No good for anyone who would want to get their photo. I took about 16 or so and stayed with these 4, all of which can't be shown anywhere else but here in Snapshots and Bloopers, either. 






















No good. The life of those tigers isn't and my photos aren't, either.
But they are the pride of that zoo and everyone flocks over to this cage to look at the tigers!


----------



## anthwinter (Nov 10, 2006)

he/she looks sad


----------



## black moon (Nov 11, 2006)

Those really are really sad pics.
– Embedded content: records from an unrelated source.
Issue #354, opened 2024-12-10
Thread view UI


jenniferplusplus:
The thread view serves to allow a member to follow and participate in a conversation. It's important to note that neither ActivityPub nor ATProto has any concept of a conversation. Both only conceive of post-like records which may or may not be in reply to another post-like record. For better or worse, this results in the formation of unbounded reply trees. Displaying reply trees is hard. There's not really a good solution, but I hope this strikes a balance among our various concerns:

1. Show posts in context. This is the primary goal of a thread view. That context includes, at least, the reply chain up to the root of a thread, and the relevant post's siblings and children.
2. Make existing replies readily visible. We want to give people the best chance to see whether someone has already made the point they want to make. My hope is that will lead toward interactions that are more like a conversation, and less like a chanting crowd.
3. Don't be overwhelming. Threaded reply trees can be very large, complex, and wide-ranging. Navigating that takes real mental effort. We should present a relevant subset, and make it easy to move to different subsets, rather than try to flatten the whole thing into a single screen.

jenniferplusplus:
This is the part of the UI design that I think is most unsettled right now. But, we have to start somewhere, so here's a mock up.

![Image](https://github.com/user-attachments/assets/5eac8cd7-29fe-47a6-a704-efc419f52c6a)

jenniferplusplus:
I'm going to call this done enough. Future enhancements should happen under a new issue

PR #422, opened 2025-05-27
feat: threads

jenniferplusplus:
Initial, partially functional, thread page view. When opening a post, this page loads the post in context of its thread, and allows you to reply. It's all still pretty minimalistic and naive, but basically functional.

## Details
- thread page
  - single thread
  - plus sibling and children of the selected post
- reply form
  - works, needs error handling tho
- does not include:
  - reply addressing or visibility
  - a good way to open this page (nothing links here yet)
  - reply/like/share counts
  - paging

## Related
- re #354

Screenshot of the reply form

### DIFF
--- a/Source/Letterbook.Web/Pages/Thread.cshtml
+++ b/Source/Letterbook.Web/Pages/Thread.cshtml
@@ -17,7 +17,8 @@
             </footer>
         </article>
     }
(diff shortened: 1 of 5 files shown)


jenniferplusplus:
big pic here, but this is what a non-trivial thread looks like
image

In the first one though if the cat would have moved back you could have put you lens right up on the galss so threre would be no glare. that would have been pretty cool.


----------



## W.Smith (Nov 11, 2006)

So sad.


----------



## Dan28607 (Nov 22, 2006)

Poor thing.


----------



## Mr Avid (Nov 22, 2006)

Beautiful Animals, such a shame the way we treat them. I recently saw a stastistic that we, (humans) hold 20,000. Tigers in captivity...while the numbers in the wild dwindle. Soon we won't have any in the wild and those born in captivity can't be "reintroduced" to the wild.


----------



## JimmyJaceyMom (Nov 30, 2006)

Mr Avid said:
			
		

> Beautiful Animals, such a shame the way we treat them. I recently saw a stastistic that we, (humans) hold 20,000. Tigers in captivity...while the numbers in the wild dwindle. Soon we won't have any in the wild and those born in captivity can't be "reintroduced" to the wild.


 
That's true and I definately am not defending the caged animal thing - its horrible!  But I suppose if the ones in the wild dwindles and we didnt have them caged they would die out.  I just wish it didnt have to be such a small area for them.


----------



## sthvtsh (Dec 1, 2006)

I like the reflections in the first, think it looks cool.

Feell bad though. =/


----------